## Try it
Only the lines from the one containing "dragDropFormat = new" to the end of the data are wanted; print them exactly as they appear.

## Task data
PR #7505, opened 2022-07-27
Address over release in DragDropFormat tests

AaronRobinsonMSFT:
There is an over release in `DragDropFormatTests.cs`. The main issue is the `DragDropFormat` class has a "copy" semantic that is default in all tests. Since there are no copies being made, ownership of the passed in artifacts is implied so calling [`DragDropFormat.Dispose()`](https://github.com/dotnet/winforms/blob/de1f12d7404f627539ab81cc98a054a12d8020aa/src/System.Windows.Forms/src/System/Windows/Forms/DragDropFormat.cs#L115-L130) means they will be released then and there is no need to call `Ole32.ReleaseStgMedium()` as well.

https://github.com/dotnet/winforms/blob/de1f12d7404f627539ab81cc98a054a12d8020aa/src/System.Windows.Forms/tests/UnitTests/System/Windows/Forms/DragDropFormatTests.cs#L63

https://github.com/dotnet/winforms/blob/de1f12d7404f627539ab81cc98a054a12d8020aa/src/System.Windows.Forms/tests/UnitTests/System/Windows/Forms/DragDropFormatTests.cs#L87

https://github.com/dotnet/winforms/blob/de1f12d7404f627539ab81cc98a054a12d8020aa/src/System.Windows.Forms/tests/UnitTests/System/Windows/Forms/DragDropFormatTests.cs#L130

###### Microsoft Reviewers: [Open in CodeFlow](https://portal.fabricbot.ms/api/codeflow?pullrequest=https://github.com/dotnet/winforms/pull/7505)

### DIFF
--- a/src/System.Windows.Forms/tests/UnitTests/System/Windows/Forms/DragDropFormatTests.cs
+++ b/src/System.Windows.Forms/tests/UnitTests/System/Windows/Forms/DragDropFormatTests.cs
@@ -70,7 +70,6 @@ namespace System.Windows.Forms.Tests
             }
             finally
             {
-                Ole32.ReleaseStgMedium(ref medium);
                 dragDropFormat?.Dispose();
             }
         }
@@ -80,12 +79,11 @@ namespace System.Windows.Forms.Tests
         public void DragDropFormat_Set_GetData_ReturnsExpected(FORMATETC formatEtc, STGMEDIUM medium)
         {
             DragDropFormat dragDropFormat = default;
-            STGMEDIUM data = default;
 
             try
             {
                 dragDropFormat = new DragDropFormat(formatEtc.cfFormat, medium, copyData: false);
-                data = dragDropFormat.GetData();
+                STGMEDIUM data = dragDropFormat.GetData();
                 Assert.Equal(medium.pUnkForRelease, data.pUnkForRelease);
                 Assert.Equal(medium.tymed, data.tymed);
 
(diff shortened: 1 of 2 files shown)


src/System.Windows.Forms/tests/UnitTests/System/Windows/Forms/DragDropFormatTests.cs
```diff
@@ -168,11 +169,16 @@ public void DragDropFormat_Set_RefreshData_ReturnsExpected(FORMATETC formatEtc,
...
-                Ole32.ReleaseStgMedium(ref medium);
-                Ole32.ReleaseStgMedium(ref data);
-                Ole32.ReleaseStgMedium(ref dataRefresh);
                 dragDropFormat?.Dispose();
             }
+
+            static IntPtr ComPtrType(IntPtr ptr)
+            {
+                if (ptr != IntPtr.Zero)
+                    Marshal.AddRef(ptr);
```
lonitra, line 178: Reading the docs for this method - do we need to do a `Marshal.Release` for this at some point?

AaronRobinsonMSFT: Yes, that does need to happen if we are explicitly managing the lifetime here. However, the `DataDropFormat` class is handling that for us through the call to `Ole32.ReleaseStgMedium(ref _medium);`.

JeremyKuhne (approved):
Thanks for the fix here!

src/System.Windows.Forms/tests/UnitTests/System/Windows/Forms/DragDropFormatTests.cs
lonitra: Ah I see, thank you!

lonitra (approved):
Nice catch!

willibrandon:
Thank you!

## Task response
                 dragDropFormat = new DragDropFormat(formatEtc.cfFormat, medium, copyData: false);
-                data = dragDropFormat.GetData();
+                STGMEDIUM data = dragDropFormat.GetData();
                 Assert.Equal(medium.pUnkForRelease, data.pUnkForRelease);
                 Assert.Equal(medium.tymed, data.tymed);
 
(diff shortened: 1 of 2 files shown)


src/System.Windows.Forms/tests/UnitTests/System/Windows/Forms/DragDropFormatTests.cs
```diff
@@ -168,11 +169,16 @@ public void DragDropFormat_Set_RefreshData_ReturnsExpected(FORMATETC formatEtc,
...
-                Ole32.ReleaseStgMedium(ref medium);
-                Ole32.ReleaseStgMedium(ref data);
-                Ole32.ReleaseStgMedium(ref dataRefresh);
                 dragDropFormat?.Dispose();
             }
+
+            static IntPtr ComPtrType(IntPtr ptr)
+            {
+                if (ptr != IntPtr.Zero)
+                    Marshal.AddRef(ptr);
```
lonitra, line 178: Reading the docs for this method - do we need to do a `Marshal.Release` for this at some point?

AaronRobinsonMSFT: Yes, that does need to happen if we are explicitly managing the lifetime here. However, the `DataDropFormat` class is handling that for us through the call to `Ole32.ReleaseStgMedium(ref _medium);`.

JeremyKuhne (approved):
Thanks for the fix here!

src/System.Windows.Forms/tests/UnitTests/System/Windows/Forms/DragDropFormatTests.cs
lonitra: Ah I see, thank you!

lonitra (approved):
Nice catch!

willibrandon:
Thank you!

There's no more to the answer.